Objective: The attaching and effacing (A/E) pathogens enterohemorrhagic E. coli, enteropathogenic E. coli and C. rodentium colonize intestinal tracts, attach to enterocytes, collapse infected cell microvilli and alter numerous host cell processes during infection. Enterocyte alterations result in numerous small molecules being released from host cells that likely contribute to diarrheal phenotypes observed during these infections. One possible route for small molecules to be released from intestinal cells may be through functional gap junction hemichannels. Here we examine the involvement of these hemichannels during the diarrheal disease caused by A/E pathogens in vivo.
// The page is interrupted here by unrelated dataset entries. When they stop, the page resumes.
PR #14690, opened 2024-10-15
fix(resolver): avoid cloning when iterating using RcVecIter

x-hgg-x:

Follow up of https://github.com/Eh2406/pubgrub-crates-benchmark/issues/6#issuecomment-2408905423.

This PR modifies the internal `RcVecIter` struct so that we can iterate on its items without cloning them. This improves performance of the resolver because eagerly cloning `Arc<T>` is not free.

Comparison of performance using `solana-core = "=1.0.5"` in `Cargo.toml`:

| branch     | duration |
|------------|----------|
| master     | 213s     |
| PR         | 202s     |

r? Eh2406

### DIFF
--- a/src/cargo/core/resolver/types.rs
+++ b/src/cargo/core/resolver/types.rs
@@ -5,7 +5,6 @@ use crate::util::interning::InternedString;
 use crate::util::GlobalContext;
 use std::cmp::Ordering;
 use std::collections::{BTreeMap, BTreeSet};
-use std::ops::Range;
 use std::rc::Rc;
 use std::time::{Duration, Instant};
 
@@ -181,13 +180,13 @@ impl DepsFrame {
     fn min_candidates(&self) -> usize {
         self.remaining_siblings
             .peek()
-            .map(|(_, (_, candidates, _))| candidates.len())
+            .map(|(_, candidates, _)| candidates.len())
             .unwrap_or(0)
     }
 
-    pub fn flatten(&self) -> impl Iterator<Item = (PackageId, Dependency)> + '_ {
+    pub fn flatten(&self) -> impl Iterator<Item = (PackageId, &Dependency)> + '_ {
         self.remaining_siblings
-            .clone()
+            .remaining()
             .map(move |(d, _, _)| (self.parent.package_id(), d))
     }
 }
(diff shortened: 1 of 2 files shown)


src/cargo/core/resolver/types.rs
```diff
@@ -251,15 +250,16 @@ impl RemainingDeps {
             // Figure out what our next dependency to activate is, and if nothing is
             // listed then we're entirely done with this frame (yay!) and we can
             // move on to the next frame.
-            if let Some(sibling) = deps_frame.remaining_siblings.next() {
+            let sibling = deps_frame.remaining_siblings.iter_by_ref().next().cloned();
+            if let Some(sibling) = sibling {
                 let parent = Summary::clone(&deps_frame.parent);
-                self.data.insert((deps_frame, insertion_time));
+                self.data.insert((deps_frame.clone(), insertion_time));
```
Eh2406, line 256: If were hyper counting clones, I don't think this one's needed.

src/cargo/core/resolver/types.rs
```diff
@@ -324,22 +324,24 @@ pub type ConflictMap = BTreeMap<PackageId, ConflictReason>;
...
-        self.rest
-            .clone()
-            .next()
-            .and_then(|i| self.vec.get(i).map(|val| (i, &*val)))
+    pub fn remaining(&self) -> impl Iterator<Item = &T> + '_ {
+        self.vec.get(self.offset..).into_iter().flatten()
+    }
+
+    pub fn iter_by_ref(&mut self) -> impl Iterator<Item = &T> + '_ {
+        (self.vec.get(self.offset..).into_iter().flatten()).inspect(|_| self.offset += 1)
```
Eh2406, line 344: We are relying on some spooky action keeping the iteration counter inside the range `self.offset..` to the same value as the `self.offset`. Put a different way, using `inspect` for its side effects makes my skin crawl.

The best I've got for an alternative way to spell it is:
```rust
        std::iter::from_fn(|| {
            let out = self.vec.get(self.offset);
            if out.is_some() {
                self.offset += 1;
            }
            out
        })
```

Although that may end up being slower because of the loss of `ExactSizeIterator`.

If we can't find a better way of spelling it, we should at least put a comment within the `inspect` explain why it's critical for correctness.

src/cargo/core/resolver/types.rs
```diff
@@ -324,22 +324,24 @@ pub type ConflictMap = BTreeMap<PackageId, ConflictReason>;
...
-    fn peek(&self) -> Option<(usize, &T)> {
-        self.rest
-            .clone()
-            .next()
-            .and_then(|i| self.vec.get(i).map(|val| (i, &*val)))
+    pub fn remaining(&self) -> impl Iterator<Item = &T> + '_ {
+        self.vec.get(self.offset..).into_iter().flatten()
+    }
+
+    pub fn iter_by_ref(&mut self) -> impl Iterator<Item = &T> + '_ {
```
Eh2406, line 343: I think we can just call this `iter`, as most plane `iter` yield `&`.

Eh2406 (approved):
Overall, a good improvement. I'm surprised it makes such a difference. Thank you for finding it.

Design: Mice were infected with the diarrhea-causing murine A/E pathogen C. rodentium for 7 days. Connexin43 (Cx43) protein levels and immunolocalization in the colon were initially used to determine alterations during A/E bacterial infections in vivo. Connexin mimetic peptides and connexin permeable tracer molecules were used to gage the presence and function of unpaired connexin hemichannels. The role of Cx43 in diarrhea generation was assessed by comparing infections of wild-type mice to Cx43 mutant mice and determining the water abundance in the colonic luminal material.
Results: We demonstrate that Cx43 protein levels are increased in colonocytes during in vivo A/E bacterial infections, resulting in functionally open connexon hemichannels in apical membranes of infected cells. Moreover, infected Cx43 +/- mice do not suffer from diarrheal disease.
Conclusions: This study provides the first evidence that functional connexon hemichannels can occur in the intestine and are a novel molecular mechanism of water release during infectious diarrhea.